En effet, le jeûne altère de façon significative l’équilibre glycémique et le bilan lipidique des diabétiques de type 2, mal équilibrés préalablement. D’où l’importance d’un bon équilibre métabolique avant le jeûne.
› Pour les patients à risque élevé à très élevé, évaluer au cas par cas le risque du jeûne; le plus souvent les comorbidités et la polymédication ne le permettent pas. Pour ceux à risque modéré, une éducation préalable et un ajustement thérapeutique permettent la pratique du jeûne de manière sereine (voir encadré E1).
PENDANT LE RAMADAN
1. Conseiller la rupture du jeûne en cas de glycémie inférieure à 0.70 g/l dès les 1ères heures du jeûne ou d’une glycémie supérieure à 3 g/l pendant le jeûne.
2. Adapter les règles alimentaires
- Répartir les apports alimentaires sur deux ou trois repas
- Consommer les glucides à index glycémique élevé (dattes, barres de céréales...) au moment de la rupture du jeûne (Iftar)
- Consommer plutôt les glucides à index glycémique bas pour le repas avant l’aube (Souhour)
- Consommer fruits et légumes à chaque repas, en limitant pâtisseries, confiseries et boissons sucrées
- Préférer les viandes maigres, poissons
- Bien s’hydrater est capital.
3. Adaptations thérapeutiques
› Chez le diabétique de type 2, les insulino-sensibilisateurs (metformine, incrétines) ou l’acarbose peuvent être poursuivis.
- Pour la metformine, modifier la répartition des doses : - 2/3 de la posologie avant la rupture du jeûne - 1/3 avant le repas du matin
- Pour les incrétines, la posologie n’est pas modifiée et le risque hypoglycémique est faible.
- Pour les sulfamides, le risque hypoglycémique est majeur. Dans ce cas, préférer les sulfamides hypoglycémiants à demi-vie courte et adapter les posologies en fonction de l’importance et du nombre de repas.

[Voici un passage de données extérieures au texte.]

PR #838, opened 2018-02-07
Skip middleware import if path isn't a directory.

ccaviness:
If munkilib is embedded in certain self-contained python binary formats
(e.g. https://github.com/google/subpar), the path returned by
os.path.dirname(__file__) may not actually be an existing path.

To work around this, check if munki_dir is actually a directory before
importing middleware.

### DIFF
--- a/code/client/munkilib/fetch.py
+++ b/code/client/munkilib/fetch.py
@@ -76,6 +76,10 @@ def import_middleware():
     the module is loaded under the 'middleware' name'''
     required_function_name = 'process_request_options'
     munki_dir = os.path.abspath(os.path.join(os.path.dirname(__file__), '..'))
+    if not os.path.isdir(munki_dir):
+        display.display_detail(
+            'Ignoring %s because it is not a directory' % munki_dir)
+        return
     for filename in os.listdir(munki_dir):
         if (filename.startswith('middleware')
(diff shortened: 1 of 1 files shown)


ccaviness:
That sounds like work and not a hacky workaround. I'll see what I can do.

By repoplugins you mean https://github.com/munki/munki/blob/e05b5798b675581d386e6f7ee587ba69f637d4da/code/client/munkilib/munkirepo/__init__.py#L40 ? If so, then yeah, that might break the same way.

gregneagle:
Yep.
https://github.com/munki/munki/wiki/Repo-Plugins

https://github.com/munki/munki/wiki/Middleware

gregneagle:
Seems to me we should be looking at supporting an external path -- somewhere like /Library/Managed\ Installs/plugins -- that can be searched for these files. Munki should always look for these external paths, and they should be the preferred location for the plugins. We'll need to support the current locations for backwards compatibility for a while, though.  For your case, if you can detect when the code is packaged in this format, you'd skip the check for the path inside the munki directory, but still check in the external directory.

This all sounds like it should work, but I'm probably not understanding something important...

gregneagle:
Closing due to lack of interest/movement/need from the originator, and no new interest from anyone else...

PR #849, opened 2018-05-04
Allow for precaching of optional installs

aysiu:
As @nmcspadden suggested, leave the delivery of the precache up to an outside mechanism and not a Munki run, but this would allow the designated optional installs (with the `precache` = `True` flag in the pkginfo) to remain in the `/Library/Managed Installs/Cache` folder even if the optional install isn't selected.

### DIFF
--- a/code/client/munkilib/updatecheck/analyze.py
+++ b/code/client/munkilib/updatecheck/analyze.py
@@ -243,10 +243,12 @@ def process_optional_install(manifestitem, cataloglist, installinfo):
     iteminfo['uninstallable'] = (
         item_pl.get('uninstallable', False)
         and (item_pl.get('uninstall_method', '') != ''))
-    # If the item is a precache item, get that precache flag and also the basename of the installer item
+    # If the item is a precache item, get that precache flag
+    # and also the basename of the installer item
     if item_pl.get('installer_item_location') and item_pl.get('precache'):
         iteminfo['precache'] = True
-        iteminfo['installer_item'] = download.get_url_basename(item_pl['installer_item_location'])
+        iteminfo['installer_item'] = \
+            download.get_url_basename(item_pl['installer_item_location'])
     iteminfo['installer_item_size'] = \
         item_pl.get('installer_item_size', 0)
     iteminfo['installed_size'] = item_pl.get(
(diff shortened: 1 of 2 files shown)


code/client/munkilib/updatecheck/analyze.py
```diff
@@ -243,6 +243,10 @@ def process_optional_install(manifestitem, cataloglist, installinfo):
     iteminfo['uninstallable'] = (
         item_pl.get('uninstallable', False)
         and (item_pl.get('uninstall_method', '') != ''))
+    # If the item is a precache item, get that precache flag and also the basename of the installer item
+    if item_pl.get('installer_item_location') and item_pl.get('precache'):
+        iteminfo['precache'] = True
+        iteminfo['installer_item'] = download.get_url_basename(item_pl['installer_item_location'])
```
gregneagle: What is this used for?

gregneagle: Oh, I see -- used in building the list of items to not remove from the cache.

gregneagle: Make sure you don't break the coding style -- lines need to be under 80 characters unless it is impossible to fold them.

aysiu: Thanks. I've wrapped the text so it should be under 80 characters per line.

aysiu:
@gregneagle Signed, scanned, and emailed this past Friday.

aysiu:
I was looking for a good place to put the download of the precache if it's going to be part of a Munki run, and I was thinking as an `else` to this `if`:
https://github.com/munki/munki/blob/master/code/client/munkilib/updatecheck/analyze.py#L186

At that point, we know it's an optional install and that it's not already installed, so that might not be a bad place to check to see if it's marked as `precache` and then try to download the installer item.

gregneagle:
I disagree that there would be a good place to download precache items.

I have an unpublished branch with more precaching code which I can publish we I get confirmation of your CLA.

aysiu:
Sounds good, @gregneagle

gregneagle:
I've merged this into a new preaching branch here: https://github.com/munki/munki/commit/ceb3e347bbb52df2936d9d03cb66ddb5ac06de2c

and implemented the code to actually download to the cache in later commits to that branch.

PR #851, opened 2018-05-20
Add "postware"

jessepeterson:
"Postware" is like middleware but gets called when file downloads are completed.

### DIFF
--- a/code/client/munkilib/fetch.py
+++ b/code/client/munkilib/fetch.py
@@ -70,14 +70,13 @@ DEFAULT_USER_AGENT = "managedsoftwareupdate/%s Darwin/%s" % (
     munki_version, darwin_version)
 
 
-def import_middleware():
-    '''Check munki folder for a python file that starts with 'middleware'.
+def import_middleware(file_prefix='middleware', globals_prefix='middleware', required_function_name='process_request_options'):
+    '''Check munki folder for a python file that starts with a prefix.
     If the file exists and has a callable 'process_request_options' attribute,
-    the module is loaded under the 'middleware' name'''
-    required_function_name = 'process_request_options'
+    the module is loaded under the 'middleware' name by default'''
     munki_dir = os.path.abspath(os.path.join(os.path.dirname(__file__), '..'))
     for filename in os.listdir(munki_dir):
-        if (filename.startswith('middleware')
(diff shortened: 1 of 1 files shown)


jessepeterson:
Created largely in support of https://github.com/jessepeterson/signware

code/client/munkilib/fetch.py
```diff
@@ -70,14 +70,13 @@
     munki_version, darwin_version)
 
 
-def import_middleware():
-    '''Check munki folder for a python file that starts with 'middleware'.
+def import_middleware(file_prefix='middleware', globals_prefix='middleware', required_function_name='process_request_options'):
```
gregneagle: Run your changes through a PEP-8 checker; this line is definitely over 80 characters...

code/client/munkilib/fetch.py
```diff
@@ -305,10 +306,18 @@ def get_url(url, destinationpath,
...
+            # postware module must have process_post_fetch function
+            postware.process_post_fetch(url, destinationpath)
         return connection.headers
     elif connection.status == 304:
         # unchanged on server
         display.display_debug1('Item is unchanged on the server.')
+        if postware:
+            display.display_debug2('Processing options through postware')
+            # postware module must have process_post_fetch function
+            postware.process_post_fetch(url, destinationpath)
```
gregneagle: If the item is unchanged, the signature was checked during the initial download (unless you've just switched to checking signatures). Is there a good reason to check the signature again?

jessepeterson: I think the idea was that if the signature changed but the download itself hadn't, that we should re-run the postware (in the case of the signature-checking). Due to the fact we place it in a temp file the signature is always re-downloaded, however. Perhaps another postware function should be called (or a different argument/option supplied to the function to indicate the separate calls)? Or perhaps we should save the signaures along-side the cats/manifests? This way we could not download them over and over again.

I don't want the "postware" to be exclusively for signature checking - hopefully it's generic enough for other use cases, too.

gregneagle:
Closing this as there was really no progress forward, and now that the command-line tools are rewritten in Swift (and all plugins therefore must be dylibs that implement a protocol), this can never be merged without a total re-think.

PR #853, opened 2018-05-29
Fix optimistic timeout value 

alexander-riss:
if the timeout is hit it will not cause the **very** expensive call result and instead discard it. the higher value should ensure, the hang case is not as likely to be confused with a system with many installed apps. (the system_profiler call takes around 50 seconds on my 2015 macbook when nothing else is active)


gregneagle:
Years of experience has shown the choice in the current code works well enough for the issue it was designed to address. Bumping it to 10 minutes would be a different choice, with a different set of trade-offs, and not the choice I would make.

Issue #117, opened 2020-06-25
threebot entry point improvments


waleedhammam:
- add threebot status [Running - Stopped]

- add threebot restart

hossnys:
verified 
```
root@js-ng:/sandbox/code/github/threefoldtech/js-sdk# threebot status
Server is running

root@js-ng:/sandbox/code/github/threefoldtech/js-sdk# threebot restart
Threebot server Stopped

✅ Threebot server started


```

PR #123, opened 2020-06-28
threebot status/restart

m-motawea:
issue: https://github.com/threefoldtech/js-sdk/issues/117


abom:
Now threebot factory is only doing tea.

PR #130, opened 2020-06-29
fix bugs in Digital Ocean client and update its docs

RafyAmgadBenjamin:
Related to this issue https://github.com/threefoldtech/js-ng/issues/156
Fix bugs in the digital ocean client and update the docs


abom:
Why do we have a field name that ends with underscore? e.g. `token_`

Secret fields are not defined like this, there's a fields type called `Secret`, and the name of the field does not matter.

PR #133, opened 2020-06-29
Add gitea_deploy

BolaNasr:


examplescripts/gitea_deploy.py
```diff
@@ -0,0 +1,308 @@
+import math
+import random, time
+import datetime
+import netaddr
+from jumpscale.god import j
```
grimpy, line 5: outdated should be .loader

› Les glinides restent la classe thérapeutique à privilégier.
› Chez le diabétique de type 1, le jeûne doit être déconseillé ou du moins, très encadré.
SURVEILLANCE BIOLOGIQUE
› Les contrôles glycémiques doivent être rapprochés 3 à 4 fois pendant le jeûne et au moindre malaise et après les repas avec comme objectifs glycémiques à jeun et en post-prandial ceux convenus avec le médecin traitant et le diabétologue référent
› La fonction rénale doit être évaluée avant le début du jeûne et 10 jours après par dosage de la créatininémie, de l’urémie et de la clearance de la créatinine par la formule MDRD. Chez les patients à la fonction rénale altérée, sa dégradation doit conduire à demander l’avis du néphrologue.